When you’re recording, mixing, or mastering audio, terms like LUFS and RMS may be unclear. But once you know how they differ from one another, you may utilize these tools to have more control over the dynamics of your audio. Two instruments that may be used to determine the average audio level are LUFS and RMS. The main distinction between both is that although RMS is better suited to shorter bursts of audio, often up to 300ms maximum, LUFS may be used to obtain the level of an entire recording.
Although it may seem challenging at first, understanding LUFS and RMS gets lot simpler as you become more familiar with their applications. These two tools will probably become a crucial component of your workflow if you want to become a better audio engineer.
Table of Contents
What is LUFS?
“Loudness Units references to Full Scale” is what LUFS stands for. In an effort to guarantee that TV shows have constant volume levels, the EBU (European Broadcast Union) established it as an audio standard in 2011.
To increase uniformity in the volume of audio used on TV, the EBU established LUFS in 2011. This is established by a procedure called “K-weighting.” With K-weighting, audio is filtered in a manner akin to how the human ear perceives sounds at various volumes. Equalization simulates the irregularities in how human ears perceive the various frequency bands that make up a sound.
Without going into too much detail, LUFS creates a new version of an audio file that has been equalized (EQ) to match how the human ear perceives it and can then be measured with a maximum digital ceiling of 0dBFS. LUFS is a fantastic tool for mastering music since it can be used to determine the average level of a whole song.
Streaming services that are widely used automatically lower the volume of any music that goes beyond their maximum average level. They calculate the average using LUFS, with -14LUFS being the ideal value. To guarantee that it is in tune with the other music on streaming services, master your music or other audio to -14LUFS.
What is RMS?
The acronym RMS, on the other hand, stands for “Root Mean Square”. Technically, it is a measurement of electrical signal voltage levels, and it’s frequently used to show how much power can be continuously delivered into an amplifier.
RMS is often measured at 300ms rather than being used to determine the average level of an entire song or piece of music. However, it can be helpful for determining the average audio loudness, just like LUFS.
The continuous power handling capacities of a speaker or subwoofer are expressed in RMS. Additionally, it can provide you access to an amp’s maximum continuous power output. However, it is a useful tool that may be used with LUFS in music production and mastering to provide an even more precise average loudness measurement.

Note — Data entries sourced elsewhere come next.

PR #331, opened 2025-05-11
"devel-latest" is UBI9

Karm:
Related to https://github.com/quarkusio/quarkus-images/pull/299


Karm:
This should not be needed any more. I fixed the bug where the "ubi9" suffix was not visible to the testsuite.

The measurements you obtain for RMS and LUFS are probably quite comparable. When there is a significant disparity between them, the audio has a broad dynamic range. The RMS and LUFS averages of substantially compressed and restricted audio will be very similar.
LUFS vs RMS – What is the difference?
RMS is more likely to be familiar to you if you aren’t very skilled in the field of audio engineering because it is utilized in speaker system specifications. There are several audio mixing boards available on Amazon, however LUFS is more limited to individuals in the professional audio mixing sector.
As they appear to serve the same function, these two tools are frequently combined. LUFS has no maximum duration restriction and can give you the average loudness of an entire audio file. RMS is used to represent the average loudness of a brief audio clip, often up to 300ms.
There is no reason to pick one over the other while mixing or mastering audio. The best outcomes are obtained when RMS and LUFS are combined, as this provides the greatest indicator of dynamic consistency.